Et c'est là que, à la fois, on arrive à un intéressant paradoxe, et qu'on touche à l'universel. Commentant le mécanisme qui a conduit à la crise boursière de l'an 2000, l'effondrement des valeurs de la nouvelle économie, Warren Buffett, dans sa lettre à ses actionnaires, introduisait ce qui allait devenir un de ses plus célèbres aphorismes. S'inquiétant de l'effet soporifique de l'argent facile, il comparait le comportement des investisseurs à celui de Cendrillon au bal : "ils savent que participer trop longtemps à la fête - c'est à dire continuer à spéculer sur des compagnies dont les valorisations sont délirantes par rapport aux revenus qu'elles sont susceptibles de générer à l'avenir - ne leur laissera pour finir que des souris et des citrouilles. Mais malgré tout, ils détesteraient rater une seule minute de la fête de l'année. Aussi, dans leur vertige, les participants prévoient-ils tous de partir quelques secondes avant minuit. Mais il y a un problème : ils dansent dans une salle dont les pendules n'ont pas d'aiguilles". Qu'il s'agisse de cette bulle-là, qui vit naître, avec en particulier l'inégalable ZipiZ, les premiers héros d'une méchanceté propre au Web, de la crise des pays émergents de 1997, lorsque, disait-on, la Thaïlande était devenue le troisième acheteur mondial de Mercedes-Benz, de la croissance vertigineuse des prix de l'immobilier américain qui s'abîma dans la crise dite des subprimes, ou du problème bien plus récurrent des excès de la dette publique, le mécanisme est toujours identique. Les acteurs, actionnaires, spéculateurs, ou simples citoyens, ont tous conscience du danger auquel ils s'exposent par leur comportement dépensier. Mais ils savent aussi qu'en se retirant du jeu, ils perdent l'espoir de gains futurs. Et cette perte est d'autant plus douloureuse lorsque, pour rembourser leur dette, il doivent à la fois renoncer à la facilité de l'endettement, et se priver d'une partie de leurs revenus.

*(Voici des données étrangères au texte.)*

Issue #1004, opened 2023-04-23
Endianness discrepancy for KeccakSponge and Memory CTL checks


LindaGuiga:
When trying to fix the Memory CTL checks, we noticed that currently, there is a discrepancy between the way the output of keccak is stored in the KeccakSponge Stark and in Memory Stark. Indeed, the memory currently stores the hashes in Little Endian, whereas KeccakSponge stores them in Big Endian, which results in a failed CTL check. 
This is related to commit 0529fa0, where, in `generate_keccak_general`, KeccakSponge CTL checks were solved by changing the way Cpu row values were written so that they matched KeccakSponge rows, but Memory row values were kept unchanged:
```
    let val_u64s: [u64; 4] =
        core::array::from_fn(|i| u64::from_le_bytes(core::array::from_fn(|j| hash.0[i * 8 + j])));
    let hash_int = U256(val_u64s);

    let mut log_push = stack_push_log_and_fill(state, &mut row, hash_int)?;
    log_push.value = hash.into_uint();
```
The first obvious solution would be to change the endianness in Memory (since it is already changed in Cpu). However, this would result in a failed assertion later on. More specifically:
- The state tries are indexed by a hash of the account address, based on the hash that is read in memory. The key is therefore the hash in Little Endian form.
- When accessing the account, the hash of the account address is computed using the ASM version of Keccak, where the result is in the Big Endian form.
- Searching for the account in the state tries therefore results in an assertion error.

To fix the problem without changing the way Keccak outputs are computed, we thought about adding columns in KeccakSponge to store the bytes of the 8 first outputs (4 bytes per u32 limb, or 32 columns in total). This way, we can compare the values in KeccakSponge, Cpu and Memory thanks to the byte values. Do you have a better solution in mind?

Nashtare:
I guess this can be closed now.

LindaGuiga:
Memory CTL and endianness are handled in [this PR](https://github.com/mir-protocol/plonky2/pull/1026)

Issue #988, opened 2023-04-17
Missing CPU rows for global metadata writes


hratoanina:
One of the reasons why the Memory CTL produces an invalid proof is because there are some memory writes added to the Memory Stark trace, but without corresponding writes in the CPU trace. These writes are about global metadata, and are done right before boostrapping the kernel in the CPU trace:
https://github.com/mir-protocol/plonky2/blob/5dfac7155f4717674a17ec00038f867d4e73bf98/evm/src/generation/mod.rs#L95-L105

The obvious solution is to add CPU rows with write operations somewhere in the CPU trace, but there are issues with this:
- In bootstrapping mode, constraints force all rows to write kernel code in the code segment of the kernel context, and nothing else.
- After bootstrapping, the CPU is forced to start by running the kernel `main` function, and afterwards PC constrains the execution flow.

We're not sure how to solve it, but here's two ideas we had:
- Adding another filter column during bootstrapping solely for these writes.
- Adding global metadata to `PROVER_INPUT` so that the writes could be added in ASM instructions right at the beginning of `main`.

Do you have any thoughts on these approaches, or maybe another one entirely?

hratoanina:
A verifier bus sounds like a more versatile solution (though as far as I know the verifier shouldn't need to interact with the memory any more than these reads?). Using the CPU sounded like the easiest way to implement it, and since the metadata is part of the Stark public values, it feels like there should be an organic way to interact with it in ASM the same way you can interact with (private) input like the MPTs.

We're also not specifically working on this right now (there's also another issue in the Memory CTL check), but we may in the coming days. We'll let you know if we do!

LindaGuiga:
As an update: we are currently working on this issue, and are considering two approaches:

Aussi, plutôt que d'abandonner la partie, sont-ils prêts à inventer les justifications qui leur permettront de continuer, ne serait-ce qu'en désignant un coupable, mais aussi à trouver n'importe quel expédient, pourvu qu'il garantisse quelques minutes de sursis. Tel est le rôle que joue l'aide que les pays de la Communauté devraient accorder à la Grèce et qui, pour une fois, fait l'actualité à New York : peut-être qu'en cherchant bien, sur cette maudite pendule sans aiguilles, on finira par trouver un bouton arrêt.